Una parada de tráfico puede durar minutos. Pero para algunas personas, esos minutos pueden convertirse en un momento de tensión, confusión… y hasta en un problema legal. Tennessee intenta cambiar esa realidad.
Una nueva ley aprobada en esta sesión legislativa permitirá que personas que tartamudean o que padecen trastornos de comunicación puedan alertar a los agentes sobre su condición antes de cualquier interacción. La medida amplía la conocida Ley de Carga Preciada de 2021, que ya permitía registrar condiciones médicas en el sistema estatal de vehículos, accesible para servicios de emergencia.
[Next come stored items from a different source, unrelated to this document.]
PR #622, opened 2019-05-06
Simplify release process

### LINKED ISSUE #58: Automate release process
Current release process is documented in the readme and is fairly painful. The most ideal process would be to push a tag and have the release happen automatically (but I am not clear what happens to the changelog in this case). Using a make command would also be acceptable if it can do a bunch of changes in a row like bump the version, publish, bump version to snapshot again, and then automatically close & release the repo from staging to maven via sonatype.

pavolloffay:
Resolves #58 

### DIFF
--- a/RELEASE.md
+++ b/RELEASE.md
@@ -6,6 +6,7 @@ The release process consists of these steps:
   1. Create a pull request with:
      * Add an entry to [`CHANGELOG`](CHANGELOG.md) with changes since the last release
      * add a new section to the CHANGELOG with that version as `(unreleased)` and a bullet point `- Nothing yet`
+     * bump the version in `build.gradle` to `major.minor.(patch+1)-SNAPSHOT` eg. `0.20.1-SNAPSHOT` - notice the `SNAPSHOT`!
   1. Commit your `CHANGELOG` changes as `git commit -m "Preparing release 0.20.0" -s`
   1. Create and push tag with the new version `git tag v0.20.0 && git push origin v0.20.0`
   1. Once the *tag* build finishes in Travis, the artifacts should have been uploaded to Sonatype staging,
--- a/RELEASE.md
+++ b/RELEASE.md
@@ -6,7 +6,7 @@ The release process consists of these steps:
   1. Create a pull request with:
      * Add an entry to [`CHANGELOG`](CHANGELOG.md) with changes since the last release
      * add a new section to the CHANGELOG with that version as `(unreleased)` and a bullet point `- Nothing yet`
-  1. Commit your `CHANGELOG` changes
+  1. Commit your `CHANGELOG` changes as `git commit -m "Preparing release 0.20.0" -s`
   1. Create and push tag with the new version `git tag v0.20.0 && git push origin v0.20.0`
   1. Once the *tag* build finishes in Travis, the artifacts should have been uploaded to Sonatype staging,
      the staging repository closed, and the artifacts on the way to Maven Central (it takes 20min+ to get there).
--- a/RELEASE.md
+++ b/RELEASE.md
@@ -4,19 +4,15 @@
 
 The release process consists of these steps:
   1. Create a pull request with:
-     * Change the version in [`build.gradle`](build.gradle) to match the release version e.g. `0.20.0`
      * Add an entry to [`CHANGELOG`](CHANGELOG.md) with changes since the last release
+     * add a new section to the CHANGELOG with that version as `(unreleased)` and a bullet point `- Nothing yet`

Ahora, la diferencia es clara: la comunicación también cuenta.
“El objetivo es apoyar a las personas que pueden presentar características diferentes a las que los agentes están acostumbrados”, explicó la senadora Raumesh Akbari, promotora de la iniciativa. “Queremos protegerlas, asegurarnos de que reciban un trato cuidadoso y evitar que la situación se complique innecesariamente”.
La idea no nació en un despacho. Llegó a través de una historia personal.
Akbari relata que recibió un correo de Michael Kidd-Gilchrist, exjugador de la NBA, quien ha vivido toda su vida con tartamudez.
“Me dijo: ‘He tartamudeado toda mi vida’”, contó la senadora. “No recibió atención hasta la universidad, y otros jóvenes no deberían pasar por lo mismo”.
Kidd-Gilchrist no solo compartió su experiencia. También impulsó cambios. En Kentucky logró una legislación similar y, desde su organización Change and Impact fundada en 2021, aboga por mayor comprensión y recursos.
“Creo que a veces la gente piensa que las personas que tartamudeamos somos tontas”, dijo. “Pero soy alguien que ha tenido éxito. Tengo una voz y una plataforma”.
Y esa voz hoy se traduce en ley.
La medida también responde a una preocupación real. Un reportaje de WSMV Investigates, titulado “El problema de la sobriedad”, documentó casos de personas con discapacidades que fueron acusadas de conducir bajo los efectos del alcohol… estando completamente sobrias.
El problema no era el alcohol. Era la percepción.
“Si alguien tartamudea o tiene dificultad para encontrar palabras, no se asumirá que está ebrio”, subrayó Akbari. “Esa es simplemente su forma natural de comunicarse”.
Para muchos, esto puede marcar la diferencia entre una advertencia y una acusación.
Quienes deseen registrarse deberán completar una solicitud y presentar un certificado médico ante el Departamento de Vehículos Motorizados (DMV). La información será privada y solo accesible para personal autorizado.
La ley fue firmada por el gobernador Bill Lee la semana pasada y entrará en vigor el 1 de julio.